The following is Newton’s first law of motion: When a body is at rest, it prefers to stay at rest. Unless forced on by a net external force, a body in motion tends to maintain a steady velocity. (Keep in mind that constant velocity refers to a body moving in a straight path at a constant pace.) This law may appear to contradict your ordinary experience at first look. You’ve surely seen that unless you exert some effort to keep a moving thing going, it will eventually slow down and stop. The key to understanding why, for example, a sliding box slows down (apparently on its own) is to recognise that the box is slowed by a net external force. This box would continue to move at a steady velocity if there was no net external force (as stated in Newton’s first law of motion). What force is exerted on the box to cause it to slow down? Friction is the name for this force. Friction is a force that acts in the opposing direction of motion. Friction is a type of resistance to motion that causes objects to slow down.
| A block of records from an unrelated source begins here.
PR #7426, opened 2020-08-26
Add new FieldVariableDropdown subclass 

livcheerful:
fixes https://github.com/microsoft/pxt-minecraft/issues/657

Subclass of FieldVariable so we can filter out the "Delete" option

### DIFF
--- a/pxtblocks/fields/field_argumentvariable.ts
+++ b/pxtblocks/fields/field_argumentvariable.ts
@@ -4,7 +4,7 @@ namespace pxtblockly {
      * variables are part of a function argument (or else the whole function
      * gets deleted).
     */
-    export class FieldArgumentVariableDropdown extends Blockly.FieldVariable {
+    export class FieldArgumentVariable extends Blockly.FieldVariable {
         constructor(varName: string) {
             super(varName);
             this.menuGenerator_ = this.dropdownCreate;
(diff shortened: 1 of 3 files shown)


pxtblocks/fields/field_variabledropdown.ts
```diff
@@ -0,0 +1,13 @@
+namespace pxtblockly {
+    export class FieldVariableDropdown extends Blockly.FieldVariable {
```
shakao, line 2: LGTM, maybe give this a name that's a little more descriptive of the fact that it's a "variable dropdown minus delete option" eg "FieldVariableSelectDropdown", "FunctionArgumentVariableDropdown" or something.... like that but better? or you could just leave a comment explaining what it is

pxtblocks/fields/field_argumentvariable.ts
```diff
@@ -0,0 +1,18 @@
...
+    export class FieldArgumentVariable extends Blockly.FieldVariable {
+        constructor(varName: string) {
+            super(varName);
+            this.menuGenerator_ = this.dropdownCreate;
+        }
+        dropdownCreate(): any {
+            const options = Blockly.FieldVariable.dropdownCreate.call(this);
+            return options.filter((opt: any) => opt[1] != Blockly.DELETE_VARIABLE_ID);
+        }
+
```
jwunderl, line 16:
```suggestion
```

fix lint

pxtblocks/fields/field_variabledropdown.ts
livcheerful: changed the name to be FieldArgumentVariable, and added a comment!

PR #7428, opened 2020-08-27
CLI command for collecting block ids used in tutorial markdown

shakao:
- Separate CLI command for collecting blockIds, run on an allowlist of directories specified in pxtarget.json (eg ["hour-of-code", "tutorials"])
- Key on a hash of the tutorial code, pxt version, and target version--only use prebuilt blocks if the hash matches
- Used blocks saved in target.json

### DIFF
--- a/localtypings/pxtarget.d.ts
+++ b/localtypings/pxtarget.d.ts
@@ -425,7 +425,11 @@ declare namespace pxt {
         bundleddirs: string[];
         versions: TargetVersions;        // @derived
         apiInfo?: Map<PackageApiInfo>;
-        tutorialInfo?: Map<Map<number>>;
+        tutorialInfo?: Map<BuiltTutorialInfo>; // hash of tutorial code mapped to prebuilt info for each tutorial
+    }
+
+    interface BuiltTutorialInfo {
+        usedBlocks: Map<number>;
     }
 
     interface PackageApiInfo {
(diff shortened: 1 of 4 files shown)


webapp/src/tutorial.tsx
```diff
@@ -22,6 +22,12 @@ type ISettingsProps = pxt.editor.ISettingsProps;
 export function getUsedBlocksAsync(code: string[], id: string, language?: string): Promise<pxt.Map<number>> {
     if (!code) return Promise.resolve({});
 
+    // check to see if usedblocks has been prebuilt. this is hashed on the tutorial code + pxt version + target version
+    if (pxt.appTarget?.tutorialInfo) {
+        const hash = pxt.BrowserUtils.getTutorialInfoHash(code);
+        if (pxt.appTarget.tutorialInfo[hash]) return Promise.resolve(pxt.appTarget.tutorialInfo[hash]);
```
pelikhan, line 28: add tick event for cache hit and non-hit

localtypings/pxtarget.d.ts
```diff
@@ -424,6 +425,7 @@ declare namespace pxt {
         bundleddirs: string[];
         versions: TargetVersions;        // @derived
         apiInfo?: Map<PackageApiInfo>;
+        tutorialInfo?: Map<Map<number>>;
```
pelikhan, line 428: add comment to describe the meaning of this data structure?

PR #675, opened 2026-08-31
fix(channels): require signing_secret for Slack event_callback webhooks

### LINKED ISSUE #674: Slack webhook processes event_callback without signature when signing_secret is None
## Summary

## Impact

Repro:
python
import httpx, asyncio
async def exploit():

## Suggested fix

Carlys17:
Fixes #674

## Summary
When signing_secret is None (not configured), _handle_webhook in channels/slack.py was accepting and processing event_callback payloads without any signature verification (line 795). This allows unauthenticated injection of arbitrary Slack events. The fix adds a fail-closed check: if signing_secret is None and the payload type is event_callback, return 403 instead of ingesting the event.

## What
- src/agentos/channels/slack.py — reject event_callback when signing_secret is unset (fail-closed)
- tests/test_channels/test_channel_dedupe.py — updated existing dedup test to use signing_secret; added regression test for the auth bypass

## Verification
- uv run pytest tests/test_channels/test_channel_dedupe.py -q — 4 passed
- uv run ruff check src/agentos/channels/slack.py tests/test_channels/test_channel_dedupe.py — clean

### DIFF
--- a/src/agentos/channels/slack.py
+++ b/src/agentos/channels/slack.py
@@ -793,6 +793,12 @@ class SlackChannel:
             return JSONResponse({"challenge": challenge})
 
         if event_type == "event_callback":
+            if self.signing_secret is None:
+                log.warning("slack.webhook_event_callback_requires_signing_secret")
+                return Response(
+                    "Slack signing secret must be configured for event_callback",
+                    status_code=403,
+                )
             self._ingest_event_callback(data)
 
         return Response(status_code=200)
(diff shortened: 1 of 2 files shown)


andreapn:
Issue #674 has been fixed by #705, which is now merged into `main`.

#675 only gated the JSON `event_callback` branch; unsigned slash commands still reach `_ingest_slash_command`. #705 fails closed on the whole unsigned path (events, slash commands, interactive payloads) and additionally treats an empty-string `signing_secret` as no secret — otherwise the HMAC is computed with a key an attacker also knows.

PR #679, opened 2026-08-31
fix(cli): sanitize session_id in export filename to prevent path traversal

### LINKED ISSUE #678: sessions export uses session_id directly in filename, allowing path traversal
## Summary

## Impact

## Suggested fix

Carlys17:
Fixes #678

## Summary
The sessions export command in cli/sessions_cmd.py built the output filename from the raw session_id with only colon-to-dash replacement, so session_id values containing / or \ escaped the working directory (path traversal). The fix adds _safe_export_filename which strips everything except alphanumerics, underscore, dot and hyphen (mirroring _safe_archive_part in session/manager.py).

## What
- src/agentos/cli/sessions_cmd.py — added _safe_export_filename() and use it for the default export filename

## Verification
- uv run pytest tests/test_cli -q -k session — 41 passed
- uv run ruff check src/agentos/cli/sessions_cmd.py — clean

### DIFF
--- a/src/agentos/cli/sessions_cmd.py
+++ b/src/agentos/cli/sessions_cmd.py
@@ -4,6 +4,7 @@ from __future__ import annotations
 
 import asyncio
 import json
+import re
 from datetime import UTC, datetime
 from pathlib import Path
 from typing import Any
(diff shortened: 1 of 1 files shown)


Carlys17:
@andreapn Done — pushed a new branch `fix/sessions-export-sanitize-678` from `upstream/main` that reuses `_safe_archive_part` from `session/manager.py` instead of introducing a new `_safe_export_filename` helper.

Changes:
- Import `_safe_archive_part` from `agentos.session.manager`
- Replaced `session_id.replace(:, -)` with `_safe_archive_part(session_id)` for the default export filename

This shares the same sanitization logic (`re.sub(r"[^A-Za-z0-9_.-]+", "-", value).strip("-") or "session"`) used by the session archive code, with the additional benefit of stripping leading/trailing dashes and providing a fallback name.

Verified: `ruff check` clean, `mypy` clean, 734 CLI tests pass.

Branch: https://github.com/Carlys17/agent-os/tree/fix/sessions-export-sanitize-678

Carlys17:
Superseded by _safe_archive_part fix on fix/sessions-export-sanitize-678

PR #681, opened 2026-08-31
fix(channels): decode Slack webhook body as latin-1 for signature check

### LINKED ISSUE #680: Slack webhook _verify_signature raises UnicodeDecodeError on non-UTF-8 body (HTTP 500)
## Summary

## Impact

## Suggested fix

Carlys17:
Fixes #680

## Summary
_verify_signature in channels/slack.py decoded the request body with strict UTF-8, so a non-UTF-8 body raised UnicodeDecodeError and surfaced as an unhandled HTTP 500 instead of a clean 401/403. The fix decodes the body as latin-1, which maps every byte 0x00-0xFF faithfully for the HMAC input and never raises.

## What
- src/agentos/channels/slack.py — body.decode('latin-1') in _verify_signature
- tests/test_channels/test_slack_signature_latin1.py — regression tests: non-UTF-8 body returns False without raising, and valid UTF-8 signature still verifies True

## Verification
- uv run pytest tests/test_channels/test_slack_signature_latin1.py -q — 2 passed
- uv run ruff check src/agentos/channels/slack.py tests/test_channels/test_slack_signature_latin1.py — clean

### DIFF
--- a/src/agentos/channels/slack.py
+++ b/src/agentos/channels/slack.py
@@ -989,7 +989,7 @@ class SlackChannel:
         """Verify Slack request signature using HMAC-SHA256."""
         if self.signing_secret is None:
             return False
-        sig_basestring = f"v0:{timestamp}:{body.decode()}"
+        sig_basestring = f"v0:{timestamp}:{body.decode('latin-1')}"
         expected = (
             "v0="
             + hmac.HMAC(
--- a/tests/test_channels/test_slack_signature_latin1.py
+++ b/tests/test_channels/test_slack_signature_latin1.py
@@ -1,0 +1,45 @@
+"""Regression tests for Slack webhook signature verification (issue #680)."""
+
+from __future__ import annotations
+
+from agentos.channels.slack import SlackChannel
+
+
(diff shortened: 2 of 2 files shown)


Carlys17:
Byte-faithful fix pushed in #1 (branch `fix/slack-signature-bytes-680`) on the fork.

**Root cause:** `body.decode()` (implicit UTF-8) raises `UnicodeDecodeError` on raw bytes that are not valid UTF-8 and produces the wrong digest for non-ASCII payloads.

**Fix** (per andreapn's review):
```python
sig_basestring = b"v0:" + timestamp.encode() + b":" + body
expected = "v0=" + hmac.HMAC(self.signing_secret.encode(), sig_basestring, hashlib.sha256).hexdigest()
```

Builds `sig_basestring` entirely in bytes — no decode/encode round-trip, cannot raise, identical digest for valid UTF-8.

7 regression tests cover ASCII, UTF-8 emoji/CJK, raw non-UTF-8 bytes, and empty body. Ruff and mypy clean.

Carlys17:
Superseded by byte-faithful HMAC fix on fix/slack-signature-bytes-680

PR #684, opened 2026-08-31
fix(channels): cap send_file at 25MB in email, discord and telegram adapters

### LINKED ISSUE #683: channel send_file has no file size ceiling (memory exhaustion via oversized file)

Newton’s First Law and Friction

Take a look at an air hockey table. Whenever the air is cut off, the puck only moves a short distance before coming to a halt due to friction. When the air is switched on, however, it elevates the puck slightly, resulting in virtually minimal friction as the puck glides across the surface. This puck glides through with little change in speed since friction is nearly non-existent. The puck would encounter no net external force on a frictionless surface (ignoring air resistance, which is also a form of friction). We can also precisely anticipate how soon items will slow down if we know enough about friction. Now consider a different scenario. A guy uses a force of +50 N to push a box across a floor at a consistent speed. (The positive value indicates that the movement is to the right, as is customary.) What is the frictional force that resists motion? Friction force must be less than 50 N. Why? Newton’s first rule of motion states that any object travelling at constant velocity experiences no net external force, implying that the total of the forces acting on the object must be zero. Fnet= 0 or ΣF=0 is a mathematical expression for no net external force acting on an item. So, if the guy exerts +50 N of force, the friction force must also be +50 N in order for two forces to sum up to zero. Newton’s first law states that the net external force is zero whenever the term at constant velocity is used.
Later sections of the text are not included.